Multi-Scale Foreground-Background Confidence for Out-of-Distribution Segmentation
Samuel Marschall, Kira Maag
TL;DR
This work addresses open-world OOD segmentation by exploiting confidence from foreground-background segmentation and aggregating it across multiple patch scales. It introduces a two-branch architecture that optionally leverages semantic segmentation uncertainty, combining per-pixel foreground confidence with entropy and road-probability heatmaps via $\hat{\theta}(x) = \sum_{i=1}^d \alpha^i \theta^i(x)$ and $\hat{\theta}(x) * D(x)$. Empirical results on LostAndFound, RoadAnomaly21, and RoadObstacle21 show that multi-scale confidence fusion outperforms uncertainty-based baselines, with notable gains in AuPRC and FPR$_{95}$ across datasets.
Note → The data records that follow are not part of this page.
PR #383, opened 2023-07-06
Changed [L]inks key to L[i]nks so that L key is CURSOR RIGHT

danschwarz:
Now H J K L are all free to do cursor movement. Whether this is worth it or not, I don't know?


ihabunek (approved):
Thanks!

PR #384, opened 2023-07-07
Added sanity check tests to ensure PALETTE and MONO_PALETTE match

danschwarz:
And fixed a bug uncovered by the above tests :)


ihabunek (approved):
Thanks, good idea.

PR #385, opened 2023-07-08
Read TUI colors from settings

ihabunek:
After playing around with Urwid colors I decided to remove the monochrome palette since it's possible to define the monochrome foreground color as the third color in the color tuple. Docs here: http://urwid.org/tutorial/index.html#display-attributes

It's not possible to change the background in monochrome mode, so the black-on-white colors didn't work for me at all.


danschwarz (commented):
Use of the monochrome foreground color is possible, but, as you note, you lose the ability to specify black text on a white cell background.  I thought the use of black text on a white background makes the TUI look somewhat better, and it also allows you to properly display poll bars.

The tradeoff, of course, is a bit more hassle maintaining the two palette lists.

The choice is yours, I'm fine with either approach. Poll bars could be rewritten to use Unicode U+2588 full block characters if we go with your approach.

ihabunek:
That's interesting. I was testing in kitty, and in monochorme mode, I did not get black-on-white text at all. It works in gnome terminal though.

Kitty left, gnome term right:

image

I'll probably add the monochrome palette back.

danschwarz:
I can also reproduce the behavior with Windows Terminal, Kitty, and Xterm.js.

ihabunek:
I'm merging this for now so I can release, will think about improvements later.

Issue #386, opened 2023-07-13
Allow to search/target original URL of a post


nemobis:
If I understand correctly, all commands require a local ID for posts. Using the original URL anywhere will fail, including in search.

```
$ toot bookmark https://mastodon.ar.al/@aral/100666978784763896
Unknown error
$ toot search https://mastodon.ar.al/@aral/100666978784763896
Nothing found
```

If I manually search that URL on the web UI, I get https://mamot.fr/@aral@mastodon.ar.al/100666978842964982 and then I can use the local ID:

```
$ toot bookmark 100666978842964982
✓ Status bookmarked
```

It would be nice to be able to use the original URL and let toot do the search (so that the post is identified, or cached first if it wasn't, and the local ID returned).

Tested on mamot.fr (v4.1.3)

nemobis:
When using the v2 search API , the local ID is in the `id` field inside `statuses`.

For example from https://mamot.fr/api/v2/search?q=https:%2F%2Fmastodon.social%2Fusers%2Fhhardy01%2Fstatuses%2F99739317870899852&resolve=true&limit=5 I get:

```
{"accounts":[],"statuses":[{"id":"99739317840845686","created_at":"2018-03-24T14:20:12.000Z",}]}
```

(JSON trimmed) for https://mamot.fr/@hhardy01@mastodon.social/99739317840845686.

nemobis:
Any chance of getting the PR merged? It seems relatively straightforward to me but if changes are needed I can try. I still need this feature and I'd rather not maintain a fork just for it. :)

dbdowjfb:
As of v0.40.2, toot seems to support `toot search --json`. So it can now output json for the search result

ihabunek:
Available in 0.44.1. Thanks everyone and sorry for the delay.

I'm a little worried that searching for toots by URL is not 100% reliable, so I'm leaving this undocumented for now. I'd appreciate if you would test and verify everything is working as expected.

PR #388, opened 2023-07-15
Support bookmarking a status by URL

nemobis:
Addresses issue #386 but not in every case.


ihabunek:
Thanks for the contribution. I've had a lot of work with the big changes released in 0.40.0 so didn't have time to review and test this. I'll get back to you soon since this is an interesting problem...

The method does not require retraining or external OOD data, making it particularly suitable for safety-critical applications like automated driving, where robust detection of unknown objects across scales is essential.
Abstract
Deep neural networks have shown outstanding performance in computer vision tasks such as semantic segmentation and have defined the state-of-the-art. However, these segmentation models are trained on a closed and predefined set of semantic classes, which leads to significant prediction failures in open-world scenarios on unknown objects. As this behavior prevents the application in safety-critical applications such as automated driving, the detection and segmentation of these objects from outside their predefined semantic space (out-of-distribution (OOD) objects) is of the utmost importance. In this work, we present a multi-scale OOD segmentation method that exploits the confidence information of a foreground-background segmentation model. While semantic segmentation models are trained on specific classes, this restriction does not apply to foreground-background methods making them suitable for OOD segmentation. We consider the per pixel confidence score of the model prediction which is close to 1 for a pixel in a foreground object. By aggregating these confidence values for different sized patches, objects of various sizes can be identified in a single image. Our experiments show improved performance of our method in OOD segmentation compared to comparable baselines in the SegmentMeIfYouCan benchmark.